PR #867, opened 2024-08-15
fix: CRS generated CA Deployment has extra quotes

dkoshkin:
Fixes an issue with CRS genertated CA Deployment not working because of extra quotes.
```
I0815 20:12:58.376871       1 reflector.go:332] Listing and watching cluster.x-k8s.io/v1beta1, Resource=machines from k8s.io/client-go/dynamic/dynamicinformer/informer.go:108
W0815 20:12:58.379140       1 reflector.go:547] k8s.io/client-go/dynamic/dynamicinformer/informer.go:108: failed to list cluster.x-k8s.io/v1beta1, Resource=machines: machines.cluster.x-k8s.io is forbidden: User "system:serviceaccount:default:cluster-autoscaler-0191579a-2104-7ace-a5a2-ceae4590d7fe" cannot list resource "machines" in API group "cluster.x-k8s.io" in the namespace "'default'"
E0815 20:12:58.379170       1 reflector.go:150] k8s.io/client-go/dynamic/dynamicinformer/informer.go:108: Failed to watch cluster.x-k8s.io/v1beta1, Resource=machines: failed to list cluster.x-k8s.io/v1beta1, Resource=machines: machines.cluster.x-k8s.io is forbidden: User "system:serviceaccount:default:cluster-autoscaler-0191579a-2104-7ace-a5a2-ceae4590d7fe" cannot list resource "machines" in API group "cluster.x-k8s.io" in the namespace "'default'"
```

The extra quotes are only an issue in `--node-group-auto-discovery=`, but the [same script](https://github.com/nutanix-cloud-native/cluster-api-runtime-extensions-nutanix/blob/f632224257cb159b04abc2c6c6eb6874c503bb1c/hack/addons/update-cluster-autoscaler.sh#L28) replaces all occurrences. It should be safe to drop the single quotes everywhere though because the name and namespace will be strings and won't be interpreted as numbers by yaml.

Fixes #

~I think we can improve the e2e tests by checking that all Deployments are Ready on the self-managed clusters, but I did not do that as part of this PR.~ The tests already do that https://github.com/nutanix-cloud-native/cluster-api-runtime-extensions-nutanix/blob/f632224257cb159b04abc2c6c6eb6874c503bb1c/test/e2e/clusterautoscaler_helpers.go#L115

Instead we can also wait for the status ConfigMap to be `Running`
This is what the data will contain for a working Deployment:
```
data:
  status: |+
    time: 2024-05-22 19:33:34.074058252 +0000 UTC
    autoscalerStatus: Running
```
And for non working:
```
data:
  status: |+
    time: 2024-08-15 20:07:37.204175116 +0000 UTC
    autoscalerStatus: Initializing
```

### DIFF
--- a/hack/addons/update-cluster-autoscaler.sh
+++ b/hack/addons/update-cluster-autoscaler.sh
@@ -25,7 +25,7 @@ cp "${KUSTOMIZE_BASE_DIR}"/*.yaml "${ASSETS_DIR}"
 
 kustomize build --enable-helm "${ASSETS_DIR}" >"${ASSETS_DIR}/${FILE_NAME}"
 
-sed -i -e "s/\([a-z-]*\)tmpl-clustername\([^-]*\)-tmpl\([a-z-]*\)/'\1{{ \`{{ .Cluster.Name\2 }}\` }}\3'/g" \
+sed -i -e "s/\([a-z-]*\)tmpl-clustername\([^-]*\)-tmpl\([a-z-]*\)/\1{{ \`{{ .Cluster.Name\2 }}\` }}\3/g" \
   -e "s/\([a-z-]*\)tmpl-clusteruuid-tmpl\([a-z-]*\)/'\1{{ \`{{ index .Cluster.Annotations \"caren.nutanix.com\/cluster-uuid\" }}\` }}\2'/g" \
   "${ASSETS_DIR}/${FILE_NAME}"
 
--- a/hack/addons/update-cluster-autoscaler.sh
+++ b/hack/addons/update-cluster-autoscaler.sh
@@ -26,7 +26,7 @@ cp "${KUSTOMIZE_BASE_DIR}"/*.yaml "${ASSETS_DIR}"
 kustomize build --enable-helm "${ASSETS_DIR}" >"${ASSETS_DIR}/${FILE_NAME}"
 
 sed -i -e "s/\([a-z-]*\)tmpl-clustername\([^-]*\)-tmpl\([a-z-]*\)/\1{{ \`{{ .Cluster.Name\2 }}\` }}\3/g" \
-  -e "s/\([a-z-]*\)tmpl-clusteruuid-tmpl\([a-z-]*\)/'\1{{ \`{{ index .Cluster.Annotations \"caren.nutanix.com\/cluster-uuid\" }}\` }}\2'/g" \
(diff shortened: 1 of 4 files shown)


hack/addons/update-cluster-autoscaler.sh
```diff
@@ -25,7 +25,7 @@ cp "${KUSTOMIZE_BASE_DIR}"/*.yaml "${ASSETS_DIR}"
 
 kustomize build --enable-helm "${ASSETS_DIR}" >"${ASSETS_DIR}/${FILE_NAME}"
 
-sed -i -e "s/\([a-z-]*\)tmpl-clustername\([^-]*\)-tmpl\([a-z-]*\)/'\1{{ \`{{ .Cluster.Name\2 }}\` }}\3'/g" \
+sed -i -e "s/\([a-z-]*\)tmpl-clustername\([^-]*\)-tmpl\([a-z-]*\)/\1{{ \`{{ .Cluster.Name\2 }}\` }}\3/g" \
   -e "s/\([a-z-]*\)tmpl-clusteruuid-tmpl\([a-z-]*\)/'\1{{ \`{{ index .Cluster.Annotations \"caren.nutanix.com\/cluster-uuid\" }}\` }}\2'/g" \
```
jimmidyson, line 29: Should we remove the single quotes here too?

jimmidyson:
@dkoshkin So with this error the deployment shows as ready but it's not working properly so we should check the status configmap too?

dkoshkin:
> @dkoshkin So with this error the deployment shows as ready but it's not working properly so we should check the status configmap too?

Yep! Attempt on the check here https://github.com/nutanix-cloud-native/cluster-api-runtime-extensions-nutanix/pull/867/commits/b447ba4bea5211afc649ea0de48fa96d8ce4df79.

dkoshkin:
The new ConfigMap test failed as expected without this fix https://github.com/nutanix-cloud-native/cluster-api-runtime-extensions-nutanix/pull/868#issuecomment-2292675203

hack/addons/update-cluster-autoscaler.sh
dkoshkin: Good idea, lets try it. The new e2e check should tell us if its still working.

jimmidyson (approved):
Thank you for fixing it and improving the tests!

**Work task**
Restate all of the material, keeping every word intact.

**Exercise solution**
PR #867, opened 2024-08-15
fix: CRS generated CA Deployment has extra quotes

dkoshkin:
Fixes an issue with CRS genertated CA Deployment not working because of extra quotes.
```
I0815 20:12:58.376871       1 reflector.go:332] Listing and watching cluster.x-k8s.io/v1beta1, Resource=machines from k8s.io/client-go/dynamic/dynamicinformer/informer.go:108
W0815 20:12:58.379140       1 reflector.go:547] k8s.io/client-go/dynamic/dynamicinformer/informer.go:108: failed to list cluster.x-k8s.io/v1beta1, Resource=machines: machines.cluster.x-k8s.io is forbidden: User "system:serviceaccount:default:cluster-autoscaler-0191579a-2104-7ace-a5a2-ceae4590d7fe" cannot list resource "machines" in API group "cluster.x-k8s.io" in the namespace "'default'"
E0815 20:12:58.379170       1 reflector.go:150] k8s.io/client-go/dynamic/dynamicinformer/informer.go:108: Failed to watch cluster.x-k8s.io/v1beta1, Resource=machines: failed to list cluster.x-k8s.io/v1beta1, Resource=machines: machines.cluster.x-k8s.io is forbidden: User "system:serviceaccount:default:cluster-autoscaler-0191579a-2104-7ace-a5a2-ceae4590d7fe" cannot list resource "machines" in API group "cluster.x-k8s.io" in the namespace "'default'"
```

The extra quotes are only an issue in `--node-group-auto-discovery=`, but the [same script](https://github.com/nutanix-cloud-native/cluster-api-runtime-extensions-nutanix/blob/f632224257cb159b04abc2c6c6eb6874c503bb1c/hack/addons/update-cluster-autoscaler.sh#L28) replaces all occurrences. It should be safe to drop the single quotes everywhere though because the name and namespace will be strings and won't be interpreted as numbers by yaml.

Fixes #

~I think we can improve the e2e tests by checking that all Deployments are Ready on the self-managed clusters, but I did not do that as part of this PR.~ The tests already do that https://github.com/nutanix-cloud-native/cluster-api-runtime-extensions-nutanix/blob/f632224257cb159b04abc2c6c6eb6874c503bb1c/test/e2e/clusterautoscaler_helpers.go#L115

Instead we can also wait for the status ConfigMap to be `Running`
This is what the data will contain for a working Deployment:
```
data:
  status: |+
    time: 2024-05-22 19:33:34.074058252 +0000 UTC
    autoscalerStatus: Running
```
And for non working:
```
data:
  status: |+
    time: 2024-08-15 20:07:37.204175116 +0000 UTC
    autoscalerStatus: Initializing
```

### DIFF
--- a/hack/addons/update-cluster-autoscaler.sh
+++ b/hack/addons/update-cluster-autoscaler.sh
@@ -25,7 +25,7 @@ cp "${KUSTOMIZE_BASE_DIR}"/*.yaml "${ASSETS_DIR}"
 
 kustomize build --enable-helm "${ASSETS_DIR}" >"${ASSETS_DIR}/${FILE_NAME}"
 
-sed -i -e "s/\([a-z-]*\)tmpl-clustername\([^-]*\)-tmpl\([a-z-]*\)/'\1{{ \`{{ .Cluster.Name\2 }}\` }}\3'/g" \
+sed -i -e "s/\([a-z-]*\)tmpl-clustername\([^-]*\)-tmpl\([a-z-]*\)/\1{{ \`{{ .Cluster.Name\2 }}\` }}\3/g" \
   -e "s/\([a-z-]*\)tmpl-clusteruuid-tmpl\([a-z-]*\)/'\1{{ \`{{ index .Cluster.Annotations \"caren.nutanix.com\/cluster-uuid\" }}\` }}\2'/g" \
   "${ASSETS_DIR}/${FILE_NAME}"
 
--- a/hack/addons/update-cluster-autoscaler.sh
+++ b/hack/addons/update-cluster-autoscaler.sh
@@ -26,7 +26,7 @@ cp "${KUSTOMIZE_BASE_DIR}"/*.yaml "${ASSETS_DIR}"
 kustomize build --enable-helm "${ASSETS_DIR}" >"${ASSETS_DIR}/${FILE_NAME}"
 
 sed -i -e "s/\([a-z-]*\)tmpl-clustername\([^-]*\)-tmpl\([a-z-]*\)/\1{{ \`{{ .Cluster.Name\2 }}\` }}\3/g" \
-  -e "s/\([a-z-]*\)tmpl-clusteruuid-tmpl\([a-z-]*\)/'\1{{ \`{{ index .Cluster.Annotations \"caren.nutanix.com\/cluster-uuid\" }}\` }}\2'/g" \
(diff shortened: 1 of 4 files shown)


hack/addons/update-cluster-autoscaler.sh
```diff
@@ -25,7 +25,7 @@ cp "${KUSTOMIZE_BASE_DIR}"/*.yaml "${ASSETS_DIR}"
 
 kustomize build --enable-helm "${ASSETS_DIR}" >"${ASSETS_DIR}/${FILE_NAME}"
 
-sed -i -e "s/\([a-z-]*\)tmpl-clustername\([^-]*\)-tmpl\([a-z-]*\)/'\1{{ \`{{ .Cluster.Name\2 }}\` }}\3'/g" \
+sed -i -e "s/\([a-z-]*\)tmpl-clustername\([^-]*\)-tmpl\([a-z-]*\)/\1{{ \`{{ .Cluster.Name\2 }}\` }}\3/g" \
   -e "s/\([a-z-]*\)tmpl-clusteruuid-tmpl\([a-z-]*\)/'\1{{ \`{{ index .Cluster.Annotations \"caren.nutanix.com\/cluster-uuid\" }}\` }}\2'/g" \
```
jimmidyson, line 29: Should we remove the single quotes here too?

jimmidyson:
@dkoshkin So with this error the deployment shows as ready but it's not working properly so we should check the status configmap too?

dkoshkin:
> @dkoshkin So with this error the deployment shows as ready but it's not working properly so we should check the status configmap too?

Yep! Attempt on the check here https://github.com/nutanix-cloud-native/cluster-api-runtime-extensions-nutanix/pull/867/commits/b447ba4bea5211afc649ea0de48fa96d8ce4df79.

dkoshkin:
The new ConfigMap test failed as expected without this fix https://github.com/nutanix-cloud-native/cluster-api-runtime-extensions-nutanix/pull/868#issuecomment-2292675203

hack/addons/update-cluster-autoscaler.sh
dkoshkin: Good idea, lets try it. The new e2e check should tell us if its still working.

jimmidyson (approved):
Thank you for fixing it and improving the tests!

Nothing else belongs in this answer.